PR #1494, opened 2026-09-21
Give bool a niche, under the experimental-niches feature

cberner:
Under `experimental-niches`, `bool` declares `0xff` as its `NICHE`, which neither of its values encodes to, so `Option<bool>` is stored in one byte, with the niche standing for `None`, instead of a tag byte plus the value. As with `&str`, `Option<bool>` with the flag is not the same type as `Option<bool>` without it: a table written without the flag fails to open with `TableTypeMismatch` instead of being misread, and opens as `Option<Legacy<bool>>` for the copy-across migration. The file format is unchanged.

Tests: a unit test pins the `Option<bool>` width, encodings, round trip, and type name with and without the feature, and the redb 2.6 fixture in `tests/niche_tests.rs` gains `Option<bool>` value and key tables, rejected under the new definitions and read back through the legacy ones.

Follows [cberner/redb#1493](https://github.com/cberner/redb/pull/1493) (`String`), rebased onto it. The `char` PR is stacked on this one.


cberner:
lgtm. I'll merge it once the conflicts are resolved

PR #20699, opened 2022-12-20
:window: :art: Move `Add` button into the line of Connector Builder key value list fields

lmossman:
## What
I felt that the request options components of the connector builder were taking up too much space when no entries had been added:
Screen Shot 2022-12-19 at 6 35 11 PM

## How
In order to address this, I wanted to try out moving the `Add` button into the top line of this component. To accomplish this, I modified the GroupControls component to take in a generic "control" rather than specifically a "dropdown", and moved the add button into there, achieving this look:
Screen Shot 2022-12-19 at 6 35 22 PM

This also has the nice benefit of keeping the Add button in the same place when clicked, rather than it jumping down below the newly added entry.

### DIFF
--- a/airbyte-webapp/src/components/GroupControls/GroupControls.module.scss
+++ b/airbyte-webapp/src/components/GroupControls/GroupControls.module.scss
@@ -36,11 +36,10 @@ $border-width: variables.$border-thick;
   white-space: nowrap;
 }
 
-.dropdown {
+.control {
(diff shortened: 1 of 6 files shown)


flash1293 (approved):
Love it! Only nit - could you add a story for this to `airbyte-webapp/src/components/GroupControls/index.stories.tsx` ?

• [ACTIVITY] Lines with the word "module": copy each one from the data above.

• [PROBLEM SOLUTION]
--- a/airbyte-webapp/src/components/GroupControls/GroupControls.module.scss
+++ b/airbyte-webapp/src/components/GroupControls/GroupControls.module.scss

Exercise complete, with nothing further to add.